SAMa: Material-aware 3D Selection and Segmentation

TL;DR

SAMa addresses the challenge of material selection on 3D objects by adapting a video-based material selector (SAM2) through fine-tuning on a material-focused dataset to achieve multiview-consistent 2D materials predictions. It then lifts these 2D similarities into a lightweight 3D similarity point cloud via depth back-projection and nearest-neighbor queries, enabling interactive, cross-view material selection across arbitrary 3D representations (NeRFs, 3D Gaussians, meshes) without per-asset optimization. The approach yields improved selection accuracy and multiview consistency over strong baselines, while offering fast per-view visualization and broad applicability to segmentation and editing tasks. This work enables material-aware editing, replacement, and segmentation in 3D synthesis pipelines, enhancing X-to-3D workflows and downstream material manipulation across multiple representations.

Abstract

Decomposing 3D assets into material parts is a common task for artists and creators, yet remains a highly manual process. In this work, we introduce Select Any Material (SAMa), a material selection approach for various 3D representations. Building on the recently introduced SAM2 video selection model, we extend its capabilities to the material domain. We leverage the model's cross-view consistency to create a 3D-consistent intermediate material-similarity representation in the form of a point cloud from a sparse set of views. Nearest-neighbour lookups in this similarity cloud allow us to efficiently reconstruct accurate continuous selection masks over objects' surfaces that can be inspected from any view.

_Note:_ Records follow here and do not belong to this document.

PR #5894, opened 2019-03-19
Fix OTA in AP mode

zacharydrew:
OTA is broken in AP mode because ESP8266mDNS is checking whether the station is connected before processing. Change the logic to WiFi.isConnected() OR WiFi.softAPgetStationNum()>0 fixes the issue.

### DIFF
--- a/libraries/ESP8266mDNS/src/LEAmDNS_Control.cpp
+++ b/libraries/ESP8266mDNS/src/LEAmDNS_Control.cpp
@@ -79,9 +79,10 @@ bool MDNSResponder::_process(bool p_bUserContext) {
         }
     }
     else {
-        bResult = ((WiFi.isConnected()) &&          // Has connection?
-                   (_updateProbeStatus()) &&        // Probing
-                   (_checkServiceQueryCache()));    // Service query cache check
+        bResult = ((WiFi.isConnected() ||               // Either station is connected
+                    WiFi.softAPgetStationNum()>0) &&    // Or AP has stations connected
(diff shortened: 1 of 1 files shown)


d-a-v:
cc @LaborEtArs @hreintke

Lan-Hekary:
This commit is the source of this Issue #5915
I Changed the file back to what it was and It fixed the Issue for me ( Please consider another alternative to fix the Original Issue)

Our method is multiview-consistent by design, alleviating the need for contrastive learning or feature-field pre-processing, and performs optimization-free selection in seconds. Our approach works on arbitrary 3D representations and outperforms several strong baselines in terms of selection accuracy and multiview consistency. It enables several compelling applications, such as replacing the diffuse-textured materials on a text-to-3D output, or selecting and editing materials on NeRFs and 3D-Gaussians.

Figures (9)

• Figure 1: Overview over our method. Starting from a 3D asset and a user click, we sample cameras and create a set of renderings covering the object, which we subsequently process with our similarity network SAMa to compute dense per-pixel similarity values. We then back-project these values to 3D and store them in a point cloud than can be efficiently queried and interpolated for novel views.
• Figure 2: Schematic overview of our fine-tuned model. The image encoder (in blue) is frozen, all other blocks (in red) are fine-tuned. Given an input image and a clicked pixel, the model outputs a material similarity map. Figure adapted from ravi2024sam2.
• Figure 3: Effects of fine-tuning on images vs. videos. Top row shows the clicked frame. Bottom row shows an unclicked frame for which the similarity map is inferred from the model's memory.
• Figure 4: Effects of duplicating the clicked frame in the sequence. Similarity after frame duplication is significantly cleaner, as the model is forced to use the memory module.
• Figure 5: kNN 3D voting significantly reduces noise and improves selection quality, as seen from the insets.